◆ Exercise ◆
I need the lines below from the one with "A second / third paragraph" down to the one with "Vanilla MySQL Table" reproduced exactly, both ends included, and nothing else.

+-------+

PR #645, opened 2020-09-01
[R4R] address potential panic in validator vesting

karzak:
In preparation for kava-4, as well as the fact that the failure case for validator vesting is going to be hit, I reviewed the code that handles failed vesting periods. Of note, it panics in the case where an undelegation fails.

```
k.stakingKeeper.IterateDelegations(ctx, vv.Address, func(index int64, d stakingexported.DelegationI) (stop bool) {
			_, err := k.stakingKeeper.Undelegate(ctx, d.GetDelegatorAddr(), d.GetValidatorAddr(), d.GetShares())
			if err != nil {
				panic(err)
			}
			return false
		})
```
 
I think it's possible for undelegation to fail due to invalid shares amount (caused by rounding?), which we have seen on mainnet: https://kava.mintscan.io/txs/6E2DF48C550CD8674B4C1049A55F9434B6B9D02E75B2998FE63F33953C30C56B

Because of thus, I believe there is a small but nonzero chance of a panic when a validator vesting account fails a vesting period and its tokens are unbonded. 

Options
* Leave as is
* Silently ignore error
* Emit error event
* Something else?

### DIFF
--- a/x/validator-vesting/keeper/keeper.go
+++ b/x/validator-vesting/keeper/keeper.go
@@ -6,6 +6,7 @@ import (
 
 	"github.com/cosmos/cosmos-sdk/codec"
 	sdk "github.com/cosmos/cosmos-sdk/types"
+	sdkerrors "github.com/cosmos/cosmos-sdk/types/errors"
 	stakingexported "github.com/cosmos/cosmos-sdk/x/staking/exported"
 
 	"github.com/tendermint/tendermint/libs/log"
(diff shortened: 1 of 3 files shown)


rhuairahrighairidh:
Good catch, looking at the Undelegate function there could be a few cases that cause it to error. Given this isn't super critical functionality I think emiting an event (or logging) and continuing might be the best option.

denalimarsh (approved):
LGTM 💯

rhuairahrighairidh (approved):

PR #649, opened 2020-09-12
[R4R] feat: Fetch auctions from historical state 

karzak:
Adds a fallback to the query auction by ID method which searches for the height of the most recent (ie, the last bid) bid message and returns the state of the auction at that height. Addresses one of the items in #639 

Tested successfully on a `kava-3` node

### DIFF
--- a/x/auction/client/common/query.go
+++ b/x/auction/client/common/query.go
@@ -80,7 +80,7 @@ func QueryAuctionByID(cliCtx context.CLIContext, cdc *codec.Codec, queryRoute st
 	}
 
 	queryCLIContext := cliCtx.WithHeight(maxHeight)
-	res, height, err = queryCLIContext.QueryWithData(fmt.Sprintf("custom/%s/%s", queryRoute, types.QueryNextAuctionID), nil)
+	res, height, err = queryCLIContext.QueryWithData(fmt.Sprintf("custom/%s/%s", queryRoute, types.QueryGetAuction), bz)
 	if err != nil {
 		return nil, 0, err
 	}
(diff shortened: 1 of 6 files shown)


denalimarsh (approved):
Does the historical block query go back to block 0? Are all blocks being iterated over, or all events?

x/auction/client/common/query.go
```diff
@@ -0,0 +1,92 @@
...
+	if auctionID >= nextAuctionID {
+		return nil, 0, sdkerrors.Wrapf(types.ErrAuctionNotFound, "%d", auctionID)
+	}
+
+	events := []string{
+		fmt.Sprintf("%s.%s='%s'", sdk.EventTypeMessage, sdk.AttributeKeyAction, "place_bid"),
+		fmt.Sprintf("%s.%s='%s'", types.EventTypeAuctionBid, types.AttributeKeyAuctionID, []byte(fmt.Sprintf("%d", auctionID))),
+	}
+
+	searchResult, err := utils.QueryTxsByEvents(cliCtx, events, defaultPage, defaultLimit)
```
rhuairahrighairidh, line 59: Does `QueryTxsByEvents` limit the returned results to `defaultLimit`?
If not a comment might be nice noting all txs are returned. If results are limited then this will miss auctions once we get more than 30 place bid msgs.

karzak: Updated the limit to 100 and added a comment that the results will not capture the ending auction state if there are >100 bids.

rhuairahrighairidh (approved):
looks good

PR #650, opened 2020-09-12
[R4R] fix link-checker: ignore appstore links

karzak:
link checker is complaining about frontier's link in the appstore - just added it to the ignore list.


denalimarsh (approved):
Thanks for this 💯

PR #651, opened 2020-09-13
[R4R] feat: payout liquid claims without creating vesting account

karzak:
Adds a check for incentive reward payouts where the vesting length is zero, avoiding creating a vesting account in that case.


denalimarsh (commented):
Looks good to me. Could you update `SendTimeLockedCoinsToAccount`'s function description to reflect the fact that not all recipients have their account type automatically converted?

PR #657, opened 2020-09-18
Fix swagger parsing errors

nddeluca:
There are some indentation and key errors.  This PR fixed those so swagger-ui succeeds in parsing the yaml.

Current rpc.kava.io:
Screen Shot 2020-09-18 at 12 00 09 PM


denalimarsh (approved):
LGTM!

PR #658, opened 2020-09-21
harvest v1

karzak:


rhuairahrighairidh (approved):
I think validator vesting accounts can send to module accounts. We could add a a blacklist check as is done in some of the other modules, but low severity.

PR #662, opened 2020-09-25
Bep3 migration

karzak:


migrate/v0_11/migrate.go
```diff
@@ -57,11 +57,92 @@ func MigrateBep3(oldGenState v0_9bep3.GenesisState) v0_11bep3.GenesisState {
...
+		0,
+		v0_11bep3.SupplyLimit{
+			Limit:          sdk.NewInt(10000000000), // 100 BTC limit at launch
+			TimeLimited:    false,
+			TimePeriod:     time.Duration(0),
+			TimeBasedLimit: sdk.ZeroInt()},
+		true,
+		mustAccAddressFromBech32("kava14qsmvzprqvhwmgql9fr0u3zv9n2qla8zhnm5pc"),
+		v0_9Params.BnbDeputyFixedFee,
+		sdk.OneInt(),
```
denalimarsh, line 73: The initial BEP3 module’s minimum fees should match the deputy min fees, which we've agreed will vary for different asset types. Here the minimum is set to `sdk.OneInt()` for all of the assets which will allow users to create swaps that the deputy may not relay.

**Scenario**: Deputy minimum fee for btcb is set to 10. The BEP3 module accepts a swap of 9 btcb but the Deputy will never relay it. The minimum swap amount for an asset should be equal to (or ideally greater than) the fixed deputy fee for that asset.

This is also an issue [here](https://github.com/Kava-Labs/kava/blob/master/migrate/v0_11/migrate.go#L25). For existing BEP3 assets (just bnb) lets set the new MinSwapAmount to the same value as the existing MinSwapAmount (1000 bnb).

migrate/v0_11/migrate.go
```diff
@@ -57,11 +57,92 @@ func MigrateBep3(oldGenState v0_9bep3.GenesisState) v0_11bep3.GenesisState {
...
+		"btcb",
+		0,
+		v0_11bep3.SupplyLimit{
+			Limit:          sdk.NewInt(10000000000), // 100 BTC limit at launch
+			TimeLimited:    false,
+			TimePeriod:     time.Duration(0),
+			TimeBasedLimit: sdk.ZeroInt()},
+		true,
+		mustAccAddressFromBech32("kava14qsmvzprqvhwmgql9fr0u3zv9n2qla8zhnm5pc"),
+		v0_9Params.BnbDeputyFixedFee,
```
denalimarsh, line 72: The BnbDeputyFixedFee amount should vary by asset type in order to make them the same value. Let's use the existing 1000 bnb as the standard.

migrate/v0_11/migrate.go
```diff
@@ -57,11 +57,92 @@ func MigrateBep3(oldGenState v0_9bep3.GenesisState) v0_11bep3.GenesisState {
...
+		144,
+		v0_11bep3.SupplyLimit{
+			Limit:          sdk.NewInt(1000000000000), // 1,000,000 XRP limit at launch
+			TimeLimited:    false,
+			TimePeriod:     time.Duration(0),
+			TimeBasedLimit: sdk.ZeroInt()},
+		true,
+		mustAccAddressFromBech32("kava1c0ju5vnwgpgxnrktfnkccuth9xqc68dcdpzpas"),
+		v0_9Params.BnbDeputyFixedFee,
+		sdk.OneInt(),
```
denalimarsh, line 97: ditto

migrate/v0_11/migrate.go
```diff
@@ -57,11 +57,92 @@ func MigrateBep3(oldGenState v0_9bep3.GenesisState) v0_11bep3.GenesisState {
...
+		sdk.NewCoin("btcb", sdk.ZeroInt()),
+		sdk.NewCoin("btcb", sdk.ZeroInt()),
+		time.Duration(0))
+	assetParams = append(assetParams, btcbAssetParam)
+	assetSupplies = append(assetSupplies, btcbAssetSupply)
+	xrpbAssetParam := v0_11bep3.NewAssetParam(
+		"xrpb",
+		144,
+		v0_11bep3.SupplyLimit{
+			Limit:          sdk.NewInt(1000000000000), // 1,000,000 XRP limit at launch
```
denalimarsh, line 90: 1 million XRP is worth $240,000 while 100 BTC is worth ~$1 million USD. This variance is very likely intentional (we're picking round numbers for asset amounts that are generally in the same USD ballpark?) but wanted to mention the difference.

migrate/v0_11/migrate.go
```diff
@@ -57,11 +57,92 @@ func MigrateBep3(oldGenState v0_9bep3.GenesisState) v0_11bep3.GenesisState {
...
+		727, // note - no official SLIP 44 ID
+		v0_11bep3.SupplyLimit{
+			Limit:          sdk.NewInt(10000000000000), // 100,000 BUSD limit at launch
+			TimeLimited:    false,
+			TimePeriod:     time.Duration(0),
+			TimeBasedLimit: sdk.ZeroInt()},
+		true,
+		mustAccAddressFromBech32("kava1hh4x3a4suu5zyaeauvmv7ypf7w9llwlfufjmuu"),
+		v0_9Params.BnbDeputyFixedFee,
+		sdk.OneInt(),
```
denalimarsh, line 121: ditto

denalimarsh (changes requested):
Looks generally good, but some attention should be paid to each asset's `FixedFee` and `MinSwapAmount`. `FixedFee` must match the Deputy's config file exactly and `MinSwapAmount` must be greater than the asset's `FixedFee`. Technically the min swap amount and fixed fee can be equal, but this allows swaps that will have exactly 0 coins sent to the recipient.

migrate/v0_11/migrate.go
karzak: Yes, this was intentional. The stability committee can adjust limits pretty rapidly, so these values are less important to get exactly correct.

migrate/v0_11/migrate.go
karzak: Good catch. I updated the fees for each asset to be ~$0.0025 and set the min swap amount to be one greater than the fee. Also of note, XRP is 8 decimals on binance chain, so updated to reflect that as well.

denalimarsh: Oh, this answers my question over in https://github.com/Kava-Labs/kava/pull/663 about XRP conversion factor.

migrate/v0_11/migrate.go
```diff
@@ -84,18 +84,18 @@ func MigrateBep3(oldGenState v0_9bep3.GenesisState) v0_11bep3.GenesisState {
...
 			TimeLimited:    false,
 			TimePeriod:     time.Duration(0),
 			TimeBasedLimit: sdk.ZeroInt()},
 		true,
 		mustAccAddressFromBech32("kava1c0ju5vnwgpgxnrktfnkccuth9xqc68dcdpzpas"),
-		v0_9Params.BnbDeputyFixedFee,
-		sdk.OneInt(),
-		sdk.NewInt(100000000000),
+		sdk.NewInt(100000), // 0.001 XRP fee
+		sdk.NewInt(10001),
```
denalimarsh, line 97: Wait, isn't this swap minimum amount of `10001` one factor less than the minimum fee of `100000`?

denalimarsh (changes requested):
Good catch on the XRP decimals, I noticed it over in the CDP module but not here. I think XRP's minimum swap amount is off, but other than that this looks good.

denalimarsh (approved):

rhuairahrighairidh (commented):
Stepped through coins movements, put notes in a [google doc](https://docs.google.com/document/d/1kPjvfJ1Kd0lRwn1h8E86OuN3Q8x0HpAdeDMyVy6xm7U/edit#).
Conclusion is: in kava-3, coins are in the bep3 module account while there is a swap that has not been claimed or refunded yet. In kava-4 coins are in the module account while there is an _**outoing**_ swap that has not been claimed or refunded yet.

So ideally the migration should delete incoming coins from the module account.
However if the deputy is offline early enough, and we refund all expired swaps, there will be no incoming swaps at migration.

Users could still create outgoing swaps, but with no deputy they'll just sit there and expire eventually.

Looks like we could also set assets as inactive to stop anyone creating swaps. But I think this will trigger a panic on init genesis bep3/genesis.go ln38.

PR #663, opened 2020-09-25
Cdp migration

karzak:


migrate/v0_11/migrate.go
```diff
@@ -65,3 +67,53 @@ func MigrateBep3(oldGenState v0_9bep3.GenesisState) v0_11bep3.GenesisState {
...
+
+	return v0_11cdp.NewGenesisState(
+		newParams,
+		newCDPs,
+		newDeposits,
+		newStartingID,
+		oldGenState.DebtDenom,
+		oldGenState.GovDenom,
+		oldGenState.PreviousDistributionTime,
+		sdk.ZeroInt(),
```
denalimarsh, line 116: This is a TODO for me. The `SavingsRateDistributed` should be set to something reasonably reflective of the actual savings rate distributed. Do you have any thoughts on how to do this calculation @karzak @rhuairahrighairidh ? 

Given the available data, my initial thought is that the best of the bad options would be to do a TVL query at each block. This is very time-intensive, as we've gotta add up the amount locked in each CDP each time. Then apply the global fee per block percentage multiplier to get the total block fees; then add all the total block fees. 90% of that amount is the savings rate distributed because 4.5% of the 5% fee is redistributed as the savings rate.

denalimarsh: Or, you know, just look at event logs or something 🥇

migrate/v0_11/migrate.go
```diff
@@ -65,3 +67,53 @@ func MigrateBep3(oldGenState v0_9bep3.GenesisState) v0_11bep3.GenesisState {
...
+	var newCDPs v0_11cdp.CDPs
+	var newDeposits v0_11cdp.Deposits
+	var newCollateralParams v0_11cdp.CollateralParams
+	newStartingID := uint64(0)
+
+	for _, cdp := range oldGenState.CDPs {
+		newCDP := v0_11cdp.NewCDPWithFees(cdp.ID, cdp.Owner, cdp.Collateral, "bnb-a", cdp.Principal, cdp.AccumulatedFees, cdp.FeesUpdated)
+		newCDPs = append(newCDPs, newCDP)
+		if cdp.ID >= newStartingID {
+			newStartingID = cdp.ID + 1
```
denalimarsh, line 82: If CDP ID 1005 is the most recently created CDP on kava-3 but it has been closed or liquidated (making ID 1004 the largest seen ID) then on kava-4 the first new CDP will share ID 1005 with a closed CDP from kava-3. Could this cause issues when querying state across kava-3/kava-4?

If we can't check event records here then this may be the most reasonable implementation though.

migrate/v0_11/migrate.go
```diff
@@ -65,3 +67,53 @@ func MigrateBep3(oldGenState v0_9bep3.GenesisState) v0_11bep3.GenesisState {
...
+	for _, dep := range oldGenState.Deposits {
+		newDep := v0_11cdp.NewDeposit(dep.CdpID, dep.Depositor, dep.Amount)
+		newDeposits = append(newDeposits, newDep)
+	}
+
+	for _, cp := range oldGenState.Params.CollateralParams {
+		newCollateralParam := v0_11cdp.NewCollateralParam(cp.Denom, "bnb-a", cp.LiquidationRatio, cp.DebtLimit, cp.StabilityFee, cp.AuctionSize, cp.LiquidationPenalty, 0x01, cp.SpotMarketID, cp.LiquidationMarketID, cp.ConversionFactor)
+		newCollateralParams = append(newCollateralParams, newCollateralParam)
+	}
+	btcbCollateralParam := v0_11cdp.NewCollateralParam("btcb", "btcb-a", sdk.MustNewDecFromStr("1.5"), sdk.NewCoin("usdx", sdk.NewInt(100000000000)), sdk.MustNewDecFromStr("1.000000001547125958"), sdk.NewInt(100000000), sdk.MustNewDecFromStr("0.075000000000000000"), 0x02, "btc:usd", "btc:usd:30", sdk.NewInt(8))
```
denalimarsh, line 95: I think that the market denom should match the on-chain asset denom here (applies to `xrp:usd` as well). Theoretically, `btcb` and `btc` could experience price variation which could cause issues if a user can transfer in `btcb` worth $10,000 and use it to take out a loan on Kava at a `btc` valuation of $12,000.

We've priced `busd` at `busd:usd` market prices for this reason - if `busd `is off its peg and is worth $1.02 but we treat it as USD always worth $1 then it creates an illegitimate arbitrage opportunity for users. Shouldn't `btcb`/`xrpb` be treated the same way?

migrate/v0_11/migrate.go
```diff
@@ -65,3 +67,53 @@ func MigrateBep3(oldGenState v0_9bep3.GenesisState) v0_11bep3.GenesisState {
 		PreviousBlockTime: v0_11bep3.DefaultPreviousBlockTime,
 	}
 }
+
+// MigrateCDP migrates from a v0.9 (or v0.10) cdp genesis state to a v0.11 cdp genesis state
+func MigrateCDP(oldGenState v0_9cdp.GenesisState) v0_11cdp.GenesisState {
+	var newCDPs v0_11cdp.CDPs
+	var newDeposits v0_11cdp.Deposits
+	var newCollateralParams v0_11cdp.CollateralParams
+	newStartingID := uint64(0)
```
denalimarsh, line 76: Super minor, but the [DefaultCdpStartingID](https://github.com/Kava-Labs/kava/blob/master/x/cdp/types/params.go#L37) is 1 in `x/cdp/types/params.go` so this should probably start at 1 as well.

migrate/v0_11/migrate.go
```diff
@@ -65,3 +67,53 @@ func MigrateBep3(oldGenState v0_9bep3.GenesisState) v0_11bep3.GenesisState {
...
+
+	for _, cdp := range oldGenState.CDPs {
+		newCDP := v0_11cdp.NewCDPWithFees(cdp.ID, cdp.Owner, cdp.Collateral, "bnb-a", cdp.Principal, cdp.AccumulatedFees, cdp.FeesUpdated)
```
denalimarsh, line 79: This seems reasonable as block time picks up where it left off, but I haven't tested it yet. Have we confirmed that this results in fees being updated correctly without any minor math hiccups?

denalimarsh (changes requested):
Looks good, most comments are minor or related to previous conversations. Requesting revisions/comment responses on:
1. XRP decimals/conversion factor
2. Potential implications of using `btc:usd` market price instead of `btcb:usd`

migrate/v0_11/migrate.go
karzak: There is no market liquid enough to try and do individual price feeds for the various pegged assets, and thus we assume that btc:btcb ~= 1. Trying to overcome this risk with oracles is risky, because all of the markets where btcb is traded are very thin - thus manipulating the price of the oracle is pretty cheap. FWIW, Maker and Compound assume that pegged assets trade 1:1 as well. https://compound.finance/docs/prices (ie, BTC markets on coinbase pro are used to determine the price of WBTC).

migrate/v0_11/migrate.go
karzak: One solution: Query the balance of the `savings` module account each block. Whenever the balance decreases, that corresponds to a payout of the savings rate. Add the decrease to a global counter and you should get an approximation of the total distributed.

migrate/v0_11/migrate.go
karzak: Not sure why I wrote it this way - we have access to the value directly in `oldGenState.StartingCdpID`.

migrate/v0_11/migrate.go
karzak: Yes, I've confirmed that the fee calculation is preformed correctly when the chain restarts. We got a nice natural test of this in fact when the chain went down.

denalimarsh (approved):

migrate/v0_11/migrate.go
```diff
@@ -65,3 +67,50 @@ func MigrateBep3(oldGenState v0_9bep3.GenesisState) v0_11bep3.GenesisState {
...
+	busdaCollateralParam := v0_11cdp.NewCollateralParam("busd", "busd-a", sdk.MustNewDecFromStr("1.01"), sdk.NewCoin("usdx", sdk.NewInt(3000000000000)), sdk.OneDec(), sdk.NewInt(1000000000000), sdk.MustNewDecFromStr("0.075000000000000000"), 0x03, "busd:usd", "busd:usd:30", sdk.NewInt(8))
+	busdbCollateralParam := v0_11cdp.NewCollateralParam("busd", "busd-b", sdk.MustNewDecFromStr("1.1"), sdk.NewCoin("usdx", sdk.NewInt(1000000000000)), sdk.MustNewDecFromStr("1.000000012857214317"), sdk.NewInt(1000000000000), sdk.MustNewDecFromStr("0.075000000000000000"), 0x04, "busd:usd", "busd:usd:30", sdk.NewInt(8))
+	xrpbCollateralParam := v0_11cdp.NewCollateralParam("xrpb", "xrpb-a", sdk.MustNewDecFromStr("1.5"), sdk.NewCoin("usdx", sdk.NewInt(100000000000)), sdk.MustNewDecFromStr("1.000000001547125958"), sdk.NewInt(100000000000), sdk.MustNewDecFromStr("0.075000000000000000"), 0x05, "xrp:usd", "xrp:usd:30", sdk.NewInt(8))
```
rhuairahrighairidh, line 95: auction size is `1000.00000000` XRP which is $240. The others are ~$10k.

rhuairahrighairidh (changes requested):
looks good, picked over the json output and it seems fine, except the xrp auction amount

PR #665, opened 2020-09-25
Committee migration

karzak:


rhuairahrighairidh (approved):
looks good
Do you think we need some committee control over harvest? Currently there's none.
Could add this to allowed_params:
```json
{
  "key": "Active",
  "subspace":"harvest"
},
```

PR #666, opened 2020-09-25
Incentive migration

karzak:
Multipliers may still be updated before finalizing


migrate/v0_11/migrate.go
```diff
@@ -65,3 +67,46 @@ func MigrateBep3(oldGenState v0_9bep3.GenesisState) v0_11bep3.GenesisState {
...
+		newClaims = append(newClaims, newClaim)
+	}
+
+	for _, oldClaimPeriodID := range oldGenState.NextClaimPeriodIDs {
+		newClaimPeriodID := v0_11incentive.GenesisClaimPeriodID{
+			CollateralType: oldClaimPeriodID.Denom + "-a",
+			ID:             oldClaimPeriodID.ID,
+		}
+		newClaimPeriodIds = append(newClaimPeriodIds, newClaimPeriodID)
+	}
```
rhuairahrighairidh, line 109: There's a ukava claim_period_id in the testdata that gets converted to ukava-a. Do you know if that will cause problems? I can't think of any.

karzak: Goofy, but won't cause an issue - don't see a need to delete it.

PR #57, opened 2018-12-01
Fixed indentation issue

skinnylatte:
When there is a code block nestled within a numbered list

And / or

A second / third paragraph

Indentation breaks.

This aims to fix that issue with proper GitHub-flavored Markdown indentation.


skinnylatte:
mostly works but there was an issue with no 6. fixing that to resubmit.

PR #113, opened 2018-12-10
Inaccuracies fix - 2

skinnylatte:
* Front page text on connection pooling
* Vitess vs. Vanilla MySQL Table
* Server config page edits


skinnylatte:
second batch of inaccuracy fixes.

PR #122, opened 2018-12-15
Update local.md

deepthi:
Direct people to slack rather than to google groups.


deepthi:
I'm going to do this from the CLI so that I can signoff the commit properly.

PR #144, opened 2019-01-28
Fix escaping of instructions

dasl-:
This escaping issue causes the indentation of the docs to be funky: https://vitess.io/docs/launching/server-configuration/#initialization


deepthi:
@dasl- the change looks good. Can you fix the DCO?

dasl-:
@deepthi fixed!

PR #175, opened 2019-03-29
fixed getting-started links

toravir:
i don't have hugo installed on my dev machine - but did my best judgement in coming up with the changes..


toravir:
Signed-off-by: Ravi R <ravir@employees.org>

+-------+

◆ Exercise output ◆
A second / third paragraph

Indentation breaks.

This aims to fix that issue with proper GitHub-flavored Markdown indentation.


skinnylatte:
mostly works but there was an issue with no 6. fixing that to resubmit.

PR #113, opened 2018-12-10
Inaccuracies fix - 2

skinnylatte:
* Front page text on connection pooling
* Vitess vs. Vanilla MySQL Table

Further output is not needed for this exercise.